Stock Exchange Design
Components:
- Matching Engine: stores the order data structure in memory and perform the matching algorithms
- Client Ports: accept connection from individual clients and perform transaction
(new order, cancel order) with ME.
- Expose a TCP port for clients to connect
- Performs sanity checking for incoming orders - helps with flow control.
- Note: clients interact with exchange through TCP but inside the exchange they use UDP for IPC.
- Drop Port: for the entity who clears or guarantee the trades. Need information an arbitrary combination
of Client Ports.
- Used for trade reporting
- Market Data:
- Publish a subset of the transactions for clients to have a view of the market
- Cancel Fairy:
- Captures client request to cancel an order some time in the future. When that time in the future comes, the cancel fairy sends the cancel message to the matching engine.
- Allow decoupling of the matching engine logic.
- Auction Optimiser:
- Complex matching algorithms such as auctions will be run outside the matching engine and the final result will be sent to the matching engine.
Multicast
What is multicast:
- Switches have logical address (not actual address).
- When a packet reaches the multicast logical address, the packet is electronically repeated to every interested party relatively simultaneously.
Trade offs:
- Pros: Allow all components (client port, drop port, market data, etc) to receive a trade execution event at the same time (fairness).
- Cons: Uses UDP
- Not connection oriented: No seq numbers and ACKs
- Messages can be dropped.
Mitigation: retransmitter
- Each multicast message will have its own sequence number.
- Retransmitter job: record the messages seen.
- If there are out of sequence messages, retransmitters will ask each other for the missing packets
- if all of the retransmitters do not have the missing packets, they will ask the sender to resend the missing packets.
State Machine Replications
General Idea: all components/process will be designed as a deterministic state machine.
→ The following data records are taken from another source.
PR #6863, opened 2023-11-10
Remove non exact xrefs from Mondo

matentzn:
Needs careful @cmungall review.

### DIFF
--- a/src/ontology/Makefile
+++ b/src/ontology/Makefile
@@ -202,7 +202,9 @@ filtered.obo: $(SRC)
 		--update ../sparql/update/delete-axiom-annotations-by-prefix.ru \
 		--update ../sparql/update/inject-cross-species-analog.ru \
 		remove --term-file config/remove-annotations-before-release.txt \
-		convert -f obo --check false -o $@.obo && mv $@.obo $@; fi
+		convert -f obo --check false -o $@.obo \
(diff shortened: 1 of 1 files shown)


src/ontology/Makefile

The components starts with an initial state and apply transactions (messages) to transit the state.
- ie: cannot act on a timer - state change that is invoked by the transaction
State Replication:
- If a component goes down, a new component can be spawned on a new machine
- The newly spawned machine will request from the retransmitters all the transactions (messages) since the start of the day.
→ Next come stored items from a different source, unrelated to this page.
PR #6864, opened 2023-11-10
Update imports

matentzn:
@twhetzel I ran `sh run.sh make refresh-merged` and it worked - can you also test it?


src/ontology/imports/merged_import.owl
```diff
@@ -24376,8 +24397,6 @@ Declaration(ObjectProperty(<http://purl.obolibrary.org/obo/MAXO_0000864>))
 Declaration(ObjectProperty(<http://purl.obolibrary.org/obo/NCIT_R163>))
 Declaration(ObjectProperty(<http://purl.obolibrary.org/obo/NCIT_R81>))
 Declaration(ObjectProperty(<http://purl.obolibrary.org/obo/NCIT_R82>))
-Declaration(ObjectProperty(<http://purl.obolibrary.org/obo/PATO_0000051>))
-Declaration(ObjectProperty(<http://purl.obolibrary.org/obo/PATO_0000070>))
```
matentzn, line 24380: Seems our problem is solved! @twhetzel

twhetzel: I checked out the other branch I was trying to fix this is (`iss-6712_refresh_import`) and ran `sh run.sh make refresh-merged` and it _did not_ fix the issue for me. I can try the command in a fresh branch and will report back.

twhetzel: Even trying the command in a new branch did not work for me as I still see the ObjectProperties in `merged_import.owl` at `mondo/src/ontology/imports`:
```
Declaration(ObjectProperty(<http://purl.obolibrary.org/obo/PATO_0000051>))
Declaration(ObjectProperty(<http://purl.obolibrary.org/obo/PATO_0000070>))
```

Is `sh run.sh make refresh-merged` the only command you ran to refresh the imports?

matentzn: Can you provide a list of all the files updated by this command? Sounds fishy, like I have some more up to date mirrors installed? 

You agree though that the import I have updated in the PR looks ok, right?

twhetzel: Did you run any other commands before `sh run.sh make refresh-merged` as part of the effort to refresh the imports? I did not and also did not clear the mirror directory.

In `mondo/src/ontology/mirror` almost all files were updated except `ncbitaxon.owl`, `chebi.owl`,  and `chr.owl`.

twhetzel: Yes, I do agree the PR looks correct as those are the two problematic PATO IDs that needed to be removed from somewhere as object properties (since they also existed as classes).

matentzn: I think you will have to share the log file. 

Steps to debug:

1. After running `sh run.sh make refresh-merged`
2. Check if mirror/maxo.owl has one of the bad axioms in it. If so, a problem lies with the mirroring
3. If not, check if mirror/merged.owl  has one of the bad axioms in it. If so, the problem lies with the merging
4. If not, check if imports/merged_import.owl has the bad axioms in it. If so the problems lies with the module extraction.

Let me know which of these is likely at fault on your end!

twhetzel: What log file?

1 - The file `mirror/maxo.owl` only has the PATO IDs (PATO_00000051 and PATO_0000070) as classes now
2 - I don't have a `mirror/merged.owl` file
3 - As mentioned earlier, `imports/merged_import.owl` does have the PATO terms as both classes and object properties

The only files updated in `imports` when I ran `sh run.sh make refresh-merged` are "merged_import.owl" and "ncbitaxon_terms.txt". 

When I grep mirror for one of the PATO terms (`grep -r 'Declaration(ObjectProperty(<http://purl.obolibrary.org/obo/PATO_0000051>)' mirror`) nothing is found. When I do the same in `mirror` it's found in "merged_import.owl".

matentzn: > I don't have a mirror/merged.owl file

Did you look at src/ontology/mirror/merged.owl? This file is `.PRECIOUS`, so it should never _not_ be there. 

So first step to debug is to figure out why mirror/merged.owl is not there.

matentzn:
Closed in favour of #6961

- Once all the transactions have been published, the new component will be live and can join the system.
- All messages that are sent when the original component crashed will also be retransmitted to the new component
- Helps with durability => process crashing can be recovered.
Secondary ME:
- To handle ME crashing, there is a secondary ME that will passively listen to the active ME.
- The secondary ME will be in the same state as the active ME.
- If the active ME were to crash, the passive ME will step in perform the necessary actions.
- Passive ME can run the exact same code as the active ME.
Memory Optimisations
- ME preallocates all the representations for an order.
- When the ME executes an order, the ME will return the pointer to the memory address to the Client Port
- Allow for quick access to orders in the future. Client port use the pointer as the reference.
Parallelism
- Parallelize across each symbol - one entire system for one symbol.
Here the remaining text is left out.